Grandpa Yates worked on the railroad and in about 1903 he came home to the farm with Small Pox, there he and one of the daughters died. Mom, (3 yrs) Ruby Eva also had small pox but survived. In those days people didn't understand how the disease was transferred, they were just panicked.
[16]After grandma had lost her husband and daughter she moved her other children to the much smaller farm house that was down over the hill from the large family home. One morning they woke up and discovered their large home had been burnt to the ground. So Mary Ellen was left to raise the children by herself.[17]

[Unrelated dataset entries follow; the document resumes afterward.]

PR #2258, opened 2026-06-17
Fix: the banner render position not clamped to screen bounds

Chang-zhi:
- Clamp PCX/SHP/CSF banner render position to the visible area after centering, preventing off-screen drawing
- Prevent a potential crash when a PCX banner exceeds the top screen edge
- Add corresponding documentation and credits


Chang-zhi:
This is a before-and-after comparison.
BANNERPR

Coronia (approved):

DeathFishAtEase:
This is some opinions from ststl-s, one of the original authors of the feature:

> I think it's fine. You could consider adding a global feature, a tag that defaults to true, to control whether the Banner is always displayed within the ViewBounds or still partly outside, but it's probably not necessary. Map authors can just change the assets themselves.
> > 我认为是没什么问题的，可以考虑加一个全局功能，默认为true的标签，控制是否让Banner固定显示在ViewBounds内，还是仍然一部分在外面，不过应该没什么必要，地图作者自己改素材罢（

Chang-zhi:
> This is some opinions from ststl-s, one of the original authors of the feature:
> 
> > I think it's fine. You could consider adding a global feature, a tag that defaults to true, to control whether the Banner is always displayed within the ViewBounds or still partly outside, but it's probably not necessary. Map authors can just change the assets themselves.
> > > 我认为是没什么问题的，可以考虑加一个全局功能，默认为true的标签，控制是否让Banner固定显示在ViewBounds内，还是仍然一部分在外面，不过应该没什么必要，地图作者自己改素材罢（

I see your point, and I'm a bit worried. If a mapmaker turns the tag off, the crash would still happen when a PCX banner goes above the screen. I'm not sure that's acceptable. Unfortunately, I'm not familiar enough with reverse engineering to add a new hook that modifies the game's PCX rendering logic.

DeathFishAtEase:
> I see your point, and I'm a bit worried. If a mapmaker turns the tag off, the crash would still happen when a PCX banner goes above the screen. I'm not sure that's acceptable. Unfortunately, I'm not familiar enough with reverse engineering to add a new hook that modifies the game's PCX rendering logic.

From ststl-s:

> Mainly, if someone tries to make a large image keep moving toward the screen center, forcibly restricting it would require the author to crop a lot of assets.
> It depends on whether this crash is acceptable to users and reviewers; for example, it might be possible to clearly state in the documentation that specific situations will cause a crash,
> so that modders can avoid it by reading the documentation.
> > 主要是如果有人试图做一个很大的图像一直向屏幕内移动的话如果强行限制了的话作者就需要剪非常多的素材
> > 需要看崩溃是否能接受的，例如说明书里写特定情况会崩溃
> > 这种不这样做就不会崩溃的或许可以

PR #369, opened 2022-09-27
Remove `?` operators from proc-macro generated code

toyboot4e:
This is an internal clean up PR. Hopefully it can also improve the compile time a bit.

From Twitter:

- [MiniJinja author said](https://twitter.com/mitsuhiko/status/1574111459361132549) avoiding `?` improved both the compile time and the runtime performances.
- [dtolnay said](https://twitter.com/davidtolnay/status/1574266317762224128) they don't use `?` operators in `serde` and `serde-json` "because it is too slow".
- [serde has their own `try!` macro](https://github.com/serde-rs/serde/blob/master/serde_derive/src/try.rs) that avoids type conversion
- [Relevant issue on the rust repo](https://github.com/rust-lang/rust/issues/37939)

### DIFF
--- a/fyrox-core-derive/src/reflect.rs
+++ b/fyrox-core-derive/src/reflect.rs
@@ -300,7 +300,11 @@ fn gen_impl(
             }
 
             fn set(&mut self, value: Box<dyn Reflect>) -> Result<Box<dyn Reflect>, Box<dyn Reflect>> {
-                let this = std::mem::replace(self, value.take()?);
+                let value = match value.take() {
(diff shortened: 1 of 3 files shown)


lenscas:
> CI build time on Windows changed from 8m 45s to 8m 5s. I think it doesn't mean anything though -- maybe they were run on different machine?

I don't think you can use github actions to measure performance as it will probably have quite a bit of variance as it is running on a VM at best and there are probably quite a few other VM's running on the same actual hardware doing their own things

PR #414, opened 2022-12-20
add a bit more information to panic on writing file

lenscas:
hastly made through githubs interface. Having checked if it compiled as a result. Should at least give you a start though :)


lenscas:
> error: could not compile `fyrox` due to previous error
>
> Caused by:
>  There is not enough space on the disk. (os error 112)

Not much I can do about that...

Issue #222, opened 2021-11-05
Headless (dedicated) mode for multiplayer game servers


martin-t:
I am not completely sure what i really want here, i am still figuring things out but i'll create an issue now to share my findings, maybe other people have also tried writing multiplayer game servers and will chip in. I'll keep updating the issue as i have a clearer idea of what i want from rg3d and maybe we can come up with a decent API for it.

- There should be a way to use rg3d without creating a window. `Engine::new` expects a window builder and an event loop. The window builder is completely unnecessary and i *think* i'd prefer to write my own event loop as well since all it's gonna do is respond to network anyway. (Long term maybe also stdin/out for quick server config changes and filesysten changes for hot reloading.)
- Most of `Engine`'s fields are not necessary - only `resource_manager`, `scenes` and `scenes2d` are needed on a server.
- It would be nice to load only the scene graph and geometry from assets for collision detection. Textures are not necessary, not loading them could save memory.

---

- Not necessarily related but mentioning it here in case it affects API design: Multiplayer game clients should send (some kinds of) input to server immediately, not once per frame. That means blocking the main thread with winit's event loop as little as possible and doing all work on a separate thread. This is *probably* already achievable without changes to rg3d (by spawning a separate thread, passing input to it using channels, doing engine updates and rendering from that thread).

martin-t:
I wanted a way to run my fyrox game on github's CI. This has 2 issues:
- There are no graphics
  - This can be solved on linux by using xvfb and installing some opengl libs (libegl1-mesa libegl1) and running inside xvfb: https://github.com/rustcycles/rustcycles/blob/3d701480c7574a5f645344282dd25babf65c79fb/.github/workflows/ci.yml#LL56C22-L56C22. 
  - Idk how to solve it on windows and mac.
- There is no audio. I couldn't find a way to get around that, the game would simply crash so i made a PR that offers an option to use a dummy audio device.

mrDIMAS:
This is now possible to do by not calling `Engine::initialize_graphics_context` when using the engine in a "framework" mode (read - with custom game loop).

PR #416, opened 2022-12-23
Minimal support for headless mode

martin-t:
Related to #222 - see latest comment.

I am not sure if the field should be named headless because it just disables sound, not graphics but i figured if adding this field is gonna be a breaking change, might as well call it that so that when somebody figures out a way to disable window creation, it's not another breaking change later.

Basically i thought i'd need to implement a full headless mode but for my usecase (running on CI) it turns disabling sound is all that's needed. I currently don't have any intention of looking into how to implemented a full headless mode because i suspect it would be a lot of effort. Nonetheless, i think this PR is very useful to be able to run fyrox games on CI, the only issue for me is whether i should keep calling that field `headless` or change the name to `noaudio`, `no_sound` or something similar.

### DIFF
--- a/editor/src/lib.rs
+++ b/editor/src/lib.rs
@@ -511,6 +511,7 @@ impl Editor {
             serialization_context,
             events_loop: event_loop,
             vsync: true,
+            headless: false,
         })
         .unwrap();
 
--- a/examples/custom_loader.rs
+++ b/examples/custom_loader.rs
@@ -203,6 +203,7 @@ fn main() {
         serialization_context,
         events_loop: &event_loop,
         vsync: false,
+        headless: false,
     })
     .unwrap();
 
--- a/examples/custom_loop.rs
+++ b/examples/custom_loop.rs
@@ -31,6 +31,7 @@ fn main() {
         serialization_context,
         events_loop: &event_loop,
         vsync: true,
+        headless: false,
     })
     .unwrap();
 
--- a/examples/inspector.rs
+++ b/examples/inspector.rs
@@ -118,6 +118,7 @@ fn main() {
         serialization_context,
         events_loop: &event_loop,
         vsync: false,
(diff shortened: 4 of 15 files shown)


martin-t:
Oh and i added `SoundEngine::new_headless()` because i assume it's better than `without_device`. It looks like even the dummy device does mixing so i assume it has some side effects (plus the spawned thread). `without_device` says the user must periodically call `render` so i assume calling `render` is important even if we don't play any sound - maybe it consumes some buffer or something? I didn't look too deeply into it though, it's possible that `without_device` is sufficient for this usecase, let me know.

mrDIMAS:
I think this approach with flags is quite hacky. Instead it should be done via conditional compilation, that will completely exclude renderer and sound backends from the engine. Actually, I want to experiment with this, because I'm so tired of animations and stuff. This should be fun to do.

martin-t:
I don't think conditional compilation is a good option. That would mean having to compile the engine twice for client and server (increasing CI time) and always producing 2 separate final binaries (increasing incremental build time which is essential to keep down for gamedev). My game only has 1 binary that allows running as client or server or both in one process specifically because of this.

mrDIMAS:
Good point. I poked conditional compilation a bit today and I see that it will add quite a lot of compilation conditions for the game code, making it quite annoying to write and maintain. I guess then the overall idea of the PR is fine, I just need to look at code again.

As for further changes, I think wrapping the renderer into `Option<Renderer>` would be good and simple solution to disable it too for the server mode. The `winit`'s event loop can be used for the server logic without any problems, it is possible to run it without a window. So making `EngineInitParams::window_builder` and related fields (such as window and stuff in the `Engine`) optional is a way to go. I think it is not so hard to do, I'll take a look at it tomorrow.

mrDIMAS (approved):

PR #448, opened 2023-04-15
Method to link nodes while keeping child's global position and rotation.

IceGuye:
This method is helpful on senerio like putting a nail into a wood, or arrow hitting a target and stuck into the target.

### DIFF
--- a/src/scene/graph/mod.rs
+++ b/src/scene/graph/mod.rs
@@ -450,6 +450,25 @@ impl Graph {
         self.pool[parent].children.push(child);
     }
 
+    /// Links specified child with specified parent while keeping the
+    /// child's global position and rotation.
+    #[inline]
+    pub fn link_nodes_keep_global_position_rotation (
+        &mut self,
+        child: Handle<Node>,
+        parent: Handle<Node>) {
+        let parent_transform_inv = self.pool[parent]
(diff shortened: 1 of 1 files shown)


src/scene/graph/mod.rs
```diff
@@ -450,6 +450,25 @@ impl Graph {
...
+        child: Handle<Node>,
+        parent: Handle<Node>) {
+        let parent_transform_inv = self.pool[parent]
+            .global_transform().try_inverse().unwrap_or_default();
+        let child_transform = self.pool[child].global_transform();
+        let relative_transform = parent_transform_inv * child_transform;
+        let local_position = relative_transform.position();
+        let local_rotation = UnitQuaternion::from_matrix(
+            &relative_transform.basis());
+        self.pool[child].local_transform_mut().set_position(local_position);
```
mrDIMAS, line 467: You borrowing `child` two times here, you should do `self.pool[child].local_transform_mut().set_position(local_position).set_rotation(local_rotation)` instead.

mrDIMAS (changes requested):

src/scene/graph/mod.rs
IceGuye: This has been fixed.

PR #451, opened 2023-04-26
log location changed; fixing editor

idrisz19:
Change made due to [logger changing location](https://github.com/FyroxEngine/Fyrox/commit/0a05c4eecd9952c208905bb6d70f936350a43a02). The editor fails without this change.


mrDIMAS:
Good find, I completely forgot about `fyrox-template`. However, the generated code should be changed too, otherwise a generated project won't compile. I'll do it myself.

Issue #360, opened 2022-09-05
Editor high CPU usage


hw762:
It seems that the Fyrox editor eats 100% cpu (one core) even at idle. Is something spinning a loop? It would be nice if this usage can be reduced.

martin-t:
Make sure you've compiled the editor in release mode.

Apart from that I am also noticing 100% CPU usage in my game, seems to only happen after it's been left minimized for a while.

vpochapuis:
I have experienced a similar CPU Usage issue.
Issue to reproduce:

- Start the Editor in Release mode
- Click `Play` in the editor
- Do not quit the game using the game window, but the Editor's "Stop" button

Result:
CPU percentage usage increases.

I can repeat this indefinitely until my total CPU load is 100%.

One of the weird aspect of this issue, the CPU usage increase doesn't happen when the game is started, it happens when the game is closed.

Here is the CPU usage during the following procedure:
- Start and stop the game from the editor several times
- Close the editor

![image](https://user-images.githubusercontent.com/75721408/208374158-489a1a83-dfe6-4d21-83f6-fd1ee450ff15.png)

mrDIMAS:
Interesting bug, it is definitely should be fixed asap. Thanks for the report.

lvella:
I just opened the editor and it stood there, doing nothing but consuming 50% of the CPU. Same thing both in release and debug mode.

mrDIMAS:
Fixed in #520.

PR #520, opened 2023-09-05
Optimize PC resources consumption in the editor

mrDIMAS:
This PR significantly reduces PC resources consumption by the editor by stopping its update loop when there's in messages from the OS or there's no user actions. Preview mode keeps the editor updating every frame, which is acceptable since it is not used very often.


mrDIMAS:
Fixes #360.

PR #529, opened 2023-09-14
Nitpicks

adamnemecek:


mrDIMAS:
The CI seems to fail in some const fns, could you please fix those? Also this PR is quite large and will take some time to review properly.

adamnemecek:
I’ll fix those. It’s quite manageable when you look at the single commits in separation as most of them were find and replace.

[18] I can remember her living with us for at various times in Indiana. My first memory of her was how she combed her hair, which hung down her back, into a bun and pinned it with large hair pins.
[19] Also she would keep orange peels in her dresser drawer and eat on them like candy; probably much better for her.
[20]She lived with us again when we lived outside Anderson, Indiana and I do have pictures of her fishing with us on the bank of a river. She wore an old-fashioned sunbonnet. Good memories of her!